■ EXERCISE DESCRIPTION
The expected answer is every line of the material, reproduced exactly.

■ PROVIDED MATERIAL

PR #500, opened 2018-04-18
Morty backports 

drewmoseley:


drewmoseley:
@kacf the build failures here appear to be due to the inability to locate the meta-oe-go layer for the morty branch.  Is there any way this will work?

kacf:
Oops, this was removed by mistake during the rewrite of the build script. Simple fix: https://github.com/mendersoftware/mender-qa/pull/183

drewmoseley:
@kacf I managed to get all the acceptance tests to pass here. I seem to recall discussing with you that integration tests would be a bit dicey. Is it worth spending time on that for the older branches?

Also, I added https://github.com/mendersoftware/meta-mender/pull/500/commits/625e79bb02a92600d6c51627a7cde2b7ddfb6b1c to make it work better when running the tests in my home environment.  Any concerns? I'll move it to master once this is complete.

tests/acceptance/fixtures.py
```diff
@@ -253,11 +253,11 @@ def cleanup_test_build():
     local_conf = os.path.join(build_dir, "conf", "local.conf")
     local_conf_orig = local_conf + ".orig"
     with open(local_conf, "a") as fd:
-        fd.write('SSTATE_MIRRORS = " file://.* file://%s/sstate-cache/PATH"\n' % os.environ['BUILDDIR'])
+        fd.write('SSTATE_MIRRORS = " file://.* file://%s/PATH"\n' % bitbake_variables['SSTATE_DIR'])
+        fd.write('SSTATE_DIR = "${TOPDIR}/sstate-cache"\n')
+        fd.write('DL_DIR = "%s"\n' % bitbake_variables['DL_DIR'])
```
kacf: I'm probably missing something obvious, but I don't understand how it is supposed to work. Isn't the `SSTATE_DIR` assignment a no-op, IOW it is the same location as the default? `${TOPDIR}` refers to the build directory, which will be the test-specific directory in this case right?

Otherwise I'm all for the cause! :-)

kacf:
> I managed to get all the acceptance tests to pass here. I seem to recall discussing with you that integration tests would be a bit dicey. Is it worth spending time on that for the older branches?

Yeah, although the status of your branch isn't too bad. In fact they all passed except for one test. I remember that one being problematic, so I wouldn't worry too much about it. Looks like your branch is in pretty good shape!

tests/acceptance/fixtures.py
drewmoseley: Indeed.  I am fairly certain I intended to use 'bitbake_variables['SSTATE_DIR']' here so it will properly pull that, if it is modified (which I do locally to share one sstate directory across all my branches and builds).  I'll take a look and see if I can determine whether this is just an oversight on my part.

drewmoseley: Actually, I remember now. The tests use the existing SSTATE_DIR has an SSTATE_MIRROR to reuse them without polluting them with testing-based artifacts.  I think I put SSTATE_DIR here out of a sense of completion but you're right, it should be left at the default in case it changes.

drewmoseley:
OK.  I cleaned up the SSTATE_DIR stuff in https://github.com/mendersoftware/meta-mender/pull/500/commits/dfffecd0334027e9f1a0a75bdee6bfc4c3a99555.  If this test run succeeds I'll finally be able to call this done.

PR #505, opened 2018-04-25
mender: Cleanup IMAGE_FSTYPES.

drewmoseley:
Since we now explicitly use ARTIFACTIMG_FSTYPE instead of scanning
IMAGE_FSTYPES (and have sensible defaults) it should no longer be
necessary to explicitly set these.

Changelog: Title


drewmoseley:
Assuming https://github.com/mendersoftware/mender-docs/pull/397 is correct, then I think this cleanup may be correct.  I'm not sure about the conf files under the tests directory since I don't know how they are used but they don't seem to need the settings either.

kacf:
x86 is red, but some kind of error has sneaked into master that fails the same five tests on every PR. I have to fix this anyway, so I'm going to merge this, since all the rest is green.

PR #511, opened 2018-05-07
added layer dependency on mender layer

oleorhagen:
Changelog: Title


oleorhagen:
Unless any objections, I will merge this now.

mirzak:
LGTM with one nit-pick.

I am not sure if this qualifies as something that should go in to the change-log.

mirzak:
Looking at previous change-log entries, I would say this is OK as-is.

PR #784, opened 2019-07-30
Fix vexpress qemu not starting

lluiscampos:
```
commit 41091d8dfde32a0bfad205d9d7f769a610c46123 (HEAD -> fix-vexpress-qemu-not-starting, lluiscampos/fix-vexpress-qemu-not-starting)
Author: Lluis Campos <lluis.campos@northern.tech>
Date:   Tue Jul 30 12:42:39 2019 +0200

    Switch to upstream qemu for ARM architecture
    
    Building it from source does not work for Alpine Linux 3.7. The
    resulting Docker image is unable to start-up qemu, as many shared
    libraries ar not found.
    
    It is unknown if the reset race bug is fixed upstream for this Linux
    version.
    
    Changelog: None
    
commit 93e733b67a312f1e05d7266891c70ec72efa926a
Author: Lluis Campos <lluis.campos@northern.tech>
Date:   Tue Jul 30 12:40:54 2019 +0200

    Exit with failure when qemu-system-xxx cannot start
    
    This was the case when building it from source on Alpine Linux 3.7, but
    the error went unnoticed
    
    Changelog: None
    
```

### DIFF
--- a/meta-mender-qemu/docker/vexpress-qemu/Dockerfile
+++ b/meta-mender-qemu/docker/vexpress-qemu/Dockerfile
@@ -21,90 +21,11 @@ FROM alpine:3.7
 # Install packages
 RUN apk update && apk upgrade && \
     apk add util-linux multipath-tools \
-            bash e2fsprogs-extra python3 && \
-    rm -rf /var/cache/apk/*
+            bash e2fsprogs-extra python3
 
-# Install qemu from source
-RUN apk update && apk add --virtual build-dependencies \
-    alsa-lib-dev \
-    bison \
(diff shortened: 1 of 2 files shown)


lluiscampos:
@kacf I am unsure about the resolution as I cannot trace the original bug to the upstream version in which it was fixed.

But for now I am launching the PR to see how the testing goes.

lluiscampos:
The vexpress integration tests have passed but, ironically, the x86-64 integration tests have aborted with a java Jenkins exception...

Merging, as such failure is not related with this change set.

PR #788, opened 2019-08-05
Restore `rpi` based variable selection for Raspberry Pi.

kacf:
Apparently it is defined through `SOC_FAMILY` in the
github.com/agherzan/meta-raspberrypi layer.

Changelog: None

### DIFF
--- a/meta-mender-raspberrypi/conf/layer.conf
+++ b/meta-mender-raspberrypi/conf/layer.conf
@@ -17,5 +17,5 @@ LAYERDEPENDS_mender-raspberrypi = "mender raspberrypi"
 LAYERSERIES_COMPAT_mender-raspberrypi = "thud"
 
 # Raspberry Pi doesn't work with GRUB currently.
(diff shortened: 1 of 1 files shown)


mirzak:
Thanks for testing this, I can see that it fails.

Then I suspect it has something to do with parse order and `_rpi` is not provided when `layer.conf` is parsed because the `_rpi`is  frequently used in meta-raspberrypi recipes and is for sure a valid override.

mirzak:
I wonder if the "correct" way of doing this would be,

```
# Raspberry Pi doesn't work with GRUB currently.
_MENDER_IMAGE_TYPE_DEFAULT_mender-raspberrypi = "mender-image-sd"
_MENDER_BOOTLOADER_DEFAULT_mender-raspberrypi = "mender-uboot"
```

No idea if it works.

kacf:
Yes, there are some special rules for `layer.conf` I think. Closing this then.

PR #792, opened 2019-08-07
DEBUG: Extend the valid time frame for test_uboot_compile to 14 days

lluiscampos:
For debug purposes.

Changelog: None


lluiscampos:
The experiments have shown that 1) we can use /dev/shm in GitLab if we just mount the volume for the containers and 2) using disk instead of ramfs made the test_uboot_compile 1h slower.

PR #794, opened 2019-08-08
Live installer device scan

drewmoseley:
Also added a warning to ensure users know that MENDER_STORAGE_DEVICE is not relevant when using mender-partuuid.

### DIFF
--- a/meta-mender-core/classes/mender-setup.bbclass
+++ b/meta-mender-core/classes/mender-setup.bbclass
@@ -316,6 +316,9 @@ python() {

■ ANSWER FOR THE TASK
PR #500, opened 2018-04-18
Morty backports 

drewmoseley:


drewmoseley:
@kacf the build failures here appear to be due to the inability to locate the meta-oe-go layer for the morty branch.  Is there any way this will work?

kacf:
Oops, this was removed by mistake during the rewrite of the build script. Simple fix: https://github.com/mendersoftware/mender-qa/pull/183

drewmoseley:
@kacf I managed to get all the acceptance tests to pass here. I seem to recall discussing with you that integration tests would be a bit dicey. Is it worth spending time on that for the older branches?

Also, I added https://github.com/mendersoftware/meta-mender/pull/500/commits/625e79bb02a92600d6c51627a7cde2b7ddfb6b1c to make it work better when running the tests in my home environment.  Any concerns? I'll move it to master once this is complete.

tests/acceptance/fixtures.py
```diff
@@ -253,11 +253,11 @@ def cleanup_test_build():
     local_conf = os.path.join(build_dir, "conf", "local.conf")
     local_conf_orig = local_conf + ".orig"
     with open(local_conf, "a") as fd:
-        fd.write('SSTATE_MIRRORS = " file://.* file://%s/sstate-cache/PATH"\n' % os.environ['BUILDDIR'])
+        fd.write('SSTATE_MIRRORS = " file://.* file://%s/PATH"\n' % bitbake_variables['SSTATE_DIR'])
+        fd.write('SSTATE_DIR = "${TOPDIR}/sstate-cache"\n')
+        fd.write('DL_DIR = "%s"\n' % bitbake_variables['DL_DIR'])
```
kacf: I'm probably missing something obvious, but I don't understand how it is supposed to work. Isn't the `SSTATE_DIR` assignment a no-op, IOW it is the same location as the default? `${TOPDIR}` refers to the build directory, which will be the test-specific directory in this case right?

Otherwise I'm all for the cause! :-)

kacf:
> I managed to get all the acceptance tests to pass here. I seem to recall discussing with you that integration tests would be a bit dicey. Is it worth spending time on that for the older branches?

Yeah, although the status of your branch isn't too bad. In fact they all passed except for one test. I remember that one being problematic, so I wouldn't worry too much about it. Looks like your branch is in pretty good shape!

tests/acceptance/fixtures.py
drewmoseley: Indeed.  I am fairly certain I intended to use 'bitbake_variables['SSTATE_DIR']' here so it will properly pull that, if it is modified (which I do locally to share one sstate directory across all my branches and builds).  I'll take a look and see if I can determine whether this is just an oversight on my part.

drewmoseley: Actually, I remember now. The tests use the existing SSTATE_DIR has an SSTATE_MIRROR to reuse them without polluting them with testing-based artifacts.  I think I put SSTATE_DIR here out of a sense of completion but you're right, it should be left at the default in case it changes.

drewmoseley:
OK.  I cleaned up the SSTATE_DIR stuff in https://github.com/mendersoftware/meta-mender/pull/500/commits/dfffecd0334027e9f1a0a75bdee6bfc4c3a99555.  If this test run succeeds I'll finally be able to call this done.

PR #505, opened 2018-04-25
mender: Cleanup IMAGE_FSTYPES.

drewmoseley:
Since we now explicitly use ARTIFACTIMG_FSTYPE instead of scanning
IMAGE_FSTYPES (and have sensible defaults) it should no longer be
necessary to explicitly set these.

Changelog: Title


drewmoseley:
Assuming https://github.com/mendersoftware/mender-docs/pull/397 is correct, then I think this cleanup may be correct.  I'm not sure about the conf files under the tests directory since I don't know how they are used but they don't seem to need the settings either.

kacf:
x86 is red, but some kind of error has sneaked into master that fails the same five tests on every PR. I have to fix this anyway, so I'm going to merge this, since all the rest is green.

PR #511, opened 2018-05-07
added layer dependency on mender layer

oleorhagen:
Changelog: Title


oleorhagen:
Unless any objections, I will merge this now.

mirzak:
LGTM with one nit-pick.

I am not sure if this qualifies as something that should go in to the change-log.

mirzak:
Looking at previous change-log entries, I would say this is OK as-is.

PR #784, opened 2019-07-30
Fix vexpress qemu not starting

lluiscampos:
```
commit 41091d8dfde32a0bfad205d9d7f769a610c46123 (HEAD -> fix-vexpress-qemu-not-starting, lluiscampos/fix-vexpress-qemu-not-starting)
Author: Lluis Campos <lluis.campos@northern.tech>
Date:   Tue Jul 30 12:42:39 2019 +0200

    Switch to upstream qemu for ARM architecture
    
    Building it from source does not work for Alpine Linux 3.7. The
    resulting Docker image is unable to start-up qemu, as many shared
    libraries ar not found.
    
    It is unknown if the reset race bug is fixed upstream for this Linux
    version.
    
    Changelog: None
    
commit 93e733b67a312f1e05d7266891c70ec72efa926a
Author: Lluis Campos <lluis.campos@northern.tech>
Date:   Tue Jul 30 12:40:54 2019 +0200

    Exit with failure when qemu-system-xxx cannot start
    
    This was the case when building it from source on Alpine Linux 3.7, but
    the error went unnoticed
    
    Changelog: None
    
```

### DIFF
--- a/meta-mender-qemu/docker/vexpress-qemu/Dockerfile
+++ b/meta-mender-qemu/docker/vexpress-qemu/Dockerfile
@@ -21,90 +21,11 @@ FROM alpine:3.7
 # Install packages
 RUN apk update && apk upgrade && \
     apk add util-linux multipath-tools \
-            bash e2fsprogs-extra python3 && \
-    rm -rf /var/cache/apk/*
+            bash e2fsprogs-extra python3
 
-# Install qemu from source
-RUN apk update && apk add --virtual build-dependencies \
-    alsa-lib-dev \
-    bison \
(diff shortened: 1 of 2 files shown)


lluiscampos:
@kacf I am unsure about the resolution as I cannot trace the original bug to the upstream version in which it was fixed.

But for now I am launching the PR to see how the testing goes.

lluiscampos:
The vexpress integration tests have passed but, ironically, the x86-64 integration tests have aborted with a java Jenkins exception...

Merging, as such failure is not related with this change set.

PR #788, opened 2019-08-05
Restore `rpi` based variable selection for Raspberry Pi.

kacf:
Apparently it is defined through `SOC_FAMILY` in the
github.com/agherzan/meta-raspberrypi layer.

Changelog: None

### DIFF
--- a/meta-mender-raspberrypi/conf/layer.conf
+++ b/meta-mender-raspberrypi/conf/layer.conf
@@ -17,5 +17,5 @@ LAYERDEPENDS_mender-raspberrypi = "mender raspberrypi"
 LAYERSERIES_COMPAT_mender-raspberrypi = "thud"
 
 # Raspberry Pi doesn't work with GRUB currently.
(diff shortened: 1 of 1 files shown)


mirzak:
Thanks for testing this, I can see that it fails.

Then I suspect it has something to do with parse order and `_rpi` is not provided when `layer.conf` is parsed because the `_rpi`is  frequently used in meta-raspberrypi recipes and is for sure a valid override.

mirzak:
I wonder if the "correct" way of doing this would be,

```
# Raspberry Pi doesn't work with GRUB currently.
_MENDER_IMAGE_TYPE_DEFAULT_mender-raspberrypi = "mender-image-sd"
_MENDER_BOOTLOADER_DEFAULT_mender-raspberrypi = "mender-uboot"
```

No idea if it works.

kacf:
Yes, there are some special rules for `layer.conf` I think. Closing this then.

PR #792, opened 2019-08-07
DEBUG: Extend the valid time frame for test_uboot_compile to 14 days

lluiscampos:
For debug purposes.

Changelog: None


lluiscampos:
The experiments have shown that 1) we can use /dev/shm in GitLab if we just mount the volume for the containers and 2) using disk instead of ramfs made the test_uboot_compile 1h slower.

PR #794, opened 2019-08-08
Live installer device scan

drewmoseley:
Also added a warning to ensure users know that MENDER_STORAGE_DEVICE is not relevant when using mender-partuuid.

### DIFF
--- a/meta-mender-core/classes/mender-setup.bbclass
+++ b/meta-mender-core/classes/mender-setup.bbclass
@@ -316,6 +316,9 @@ python() {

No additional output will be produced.